[EXERCISE] The lines below that include the word "away" are to be reported.

[GIVEN DATA]
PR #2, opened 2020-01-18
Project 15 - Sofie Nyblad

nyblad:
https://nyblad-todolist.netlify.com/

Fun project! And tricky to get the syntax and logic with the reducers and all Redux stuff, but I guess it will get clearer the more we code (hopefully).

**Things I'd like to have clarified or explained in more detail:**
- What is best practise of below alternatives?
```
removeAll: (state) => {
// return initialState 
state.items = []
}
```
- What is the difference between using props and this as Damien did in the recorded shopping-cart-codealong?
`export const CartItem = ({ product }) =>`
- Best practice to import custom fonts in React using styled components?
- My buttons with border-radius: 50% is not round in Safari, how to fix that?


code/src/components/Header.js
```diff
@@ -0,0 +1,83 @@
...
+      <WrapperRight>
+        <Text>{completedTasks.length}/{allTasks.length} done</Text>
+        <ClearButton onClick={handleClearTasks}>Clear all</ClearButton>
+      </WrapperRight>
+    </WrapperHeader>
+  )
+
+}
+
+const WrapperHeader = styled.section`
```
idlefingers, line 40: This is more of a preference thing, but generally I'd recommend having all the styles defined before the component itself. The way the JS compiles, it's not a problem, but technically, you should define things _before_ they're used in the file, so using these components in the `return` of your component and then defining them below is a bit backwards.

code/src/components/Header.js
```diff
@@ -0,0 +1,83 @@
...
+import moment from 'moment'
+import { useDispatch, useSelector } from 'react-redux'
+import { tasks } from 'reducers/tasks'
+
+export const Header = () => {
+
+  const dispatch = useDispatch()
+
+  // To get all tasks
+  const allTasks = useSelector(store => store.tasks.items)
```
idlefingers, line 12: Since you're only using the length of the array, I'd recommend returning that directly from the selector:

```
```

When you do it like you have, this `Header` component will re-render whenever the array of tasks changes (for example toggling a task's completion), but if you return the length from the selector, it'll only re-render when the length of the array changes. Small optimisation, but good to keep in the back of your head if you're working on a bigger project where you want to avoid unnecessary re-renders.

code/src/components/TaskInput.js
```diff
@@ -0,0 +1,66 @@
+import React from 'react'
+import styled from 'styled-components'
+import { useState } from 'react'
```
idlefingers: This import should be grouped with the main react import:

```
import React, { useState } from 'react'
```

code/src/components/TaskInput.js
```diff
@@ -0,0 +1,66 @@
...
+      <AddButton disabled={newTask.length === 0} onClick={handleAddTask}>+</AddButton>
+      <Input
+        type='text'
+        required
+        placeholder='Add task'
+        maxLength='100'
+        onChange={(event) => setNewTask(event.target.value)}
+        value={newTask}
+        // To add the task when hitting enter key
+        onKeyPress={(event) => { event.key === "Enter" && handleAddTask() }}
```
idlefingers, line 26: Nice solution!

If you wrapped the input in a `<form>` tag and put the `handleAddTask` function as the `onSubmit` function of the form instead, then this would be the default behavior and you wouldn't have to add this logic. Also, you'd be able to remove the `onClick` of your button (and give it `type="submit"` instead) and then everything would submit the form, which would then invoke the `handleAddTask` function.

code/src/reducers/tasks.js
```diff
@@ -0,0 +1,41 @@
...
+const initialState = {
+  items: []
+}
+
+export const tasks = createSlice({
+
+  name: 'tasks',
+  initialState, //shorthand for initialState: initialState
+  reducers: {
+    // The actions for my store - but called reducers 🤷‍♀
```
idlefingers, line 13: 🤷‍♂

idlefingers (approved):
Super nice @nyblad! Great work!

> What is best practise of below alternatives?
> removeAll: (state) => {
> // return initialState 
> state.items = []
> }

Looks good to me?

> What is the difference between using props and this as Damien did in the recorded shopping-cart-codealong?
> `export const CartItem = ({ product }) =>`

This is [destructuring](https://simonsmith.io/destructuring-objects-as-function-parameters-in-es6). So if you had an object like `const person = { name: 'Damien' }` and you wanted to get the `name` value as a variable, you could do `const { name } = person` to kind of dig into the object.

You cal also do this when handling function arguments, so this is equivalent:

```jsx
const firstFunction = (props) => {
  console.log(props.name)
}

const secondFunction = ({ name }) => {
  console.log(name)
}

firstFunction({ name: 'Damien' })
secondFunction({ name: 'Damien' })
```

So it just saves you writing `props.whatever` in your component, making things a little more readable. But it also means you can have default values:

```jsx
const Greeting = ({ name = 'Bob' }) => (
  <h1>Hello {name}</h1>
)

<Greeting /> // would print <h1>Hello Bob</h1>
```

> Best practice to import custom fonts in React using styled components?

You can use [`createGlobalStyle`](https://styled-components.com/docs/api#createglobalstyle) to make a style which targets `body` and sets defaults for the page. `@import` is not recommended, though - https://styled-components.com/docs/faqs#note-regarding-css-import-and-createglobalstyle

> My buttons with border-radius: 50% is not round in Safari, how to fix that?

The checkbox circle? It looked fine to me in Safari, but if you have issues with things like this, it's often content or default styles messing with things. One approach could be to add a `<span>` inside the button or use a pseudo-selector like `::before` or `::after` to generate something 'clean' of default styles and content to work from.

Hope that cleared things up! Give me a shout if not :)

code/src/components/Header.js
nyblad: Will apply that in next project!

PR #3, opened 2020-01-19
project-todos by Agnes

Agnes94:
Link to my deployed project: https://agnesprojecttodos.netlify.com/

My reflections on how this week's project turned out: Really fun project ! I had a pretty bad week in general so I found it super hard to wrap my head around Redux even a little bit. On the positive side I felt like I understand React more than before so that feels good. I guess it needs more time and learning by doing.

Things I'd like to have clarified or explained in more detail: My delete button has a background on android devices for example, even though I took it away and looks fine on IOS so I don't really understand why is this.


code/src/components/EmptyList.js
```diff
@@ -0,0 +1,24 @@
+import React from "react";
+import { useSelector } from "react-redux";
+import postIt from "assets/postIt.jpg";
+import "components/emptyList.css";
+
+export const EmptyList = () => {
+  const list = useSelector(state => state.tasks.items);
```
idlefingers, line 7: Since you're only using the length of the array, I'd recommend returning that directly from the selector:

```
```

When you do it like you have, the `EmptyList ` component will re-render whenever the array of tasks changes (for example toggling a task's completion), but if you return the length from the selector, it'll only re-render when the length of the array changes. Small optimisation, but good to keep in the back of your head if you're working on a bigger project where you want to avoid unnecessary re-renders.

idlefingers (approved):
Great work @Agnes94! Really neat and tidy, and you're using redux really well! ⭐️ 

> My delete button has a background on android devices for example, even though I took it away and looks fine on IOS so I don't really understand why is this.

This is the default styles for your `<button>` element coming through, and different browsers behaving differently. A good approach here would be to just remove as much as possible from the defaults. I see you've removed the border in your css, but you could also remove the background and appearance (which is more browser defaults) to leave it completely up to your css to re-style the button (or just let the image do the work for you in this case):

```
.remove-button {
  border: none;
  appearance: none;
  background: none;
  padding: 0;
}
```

[RESULT FOR THIS TASK]
Things I'd like to have clarified or explained in more detail: My delete button has a background on android devices for example, even though I took it away and looks fine on IOS so I don't really understand why is this.
> My delete button has a background on android devices for example, even though I took it away and looks fine on IOS so I don't really understand why is this.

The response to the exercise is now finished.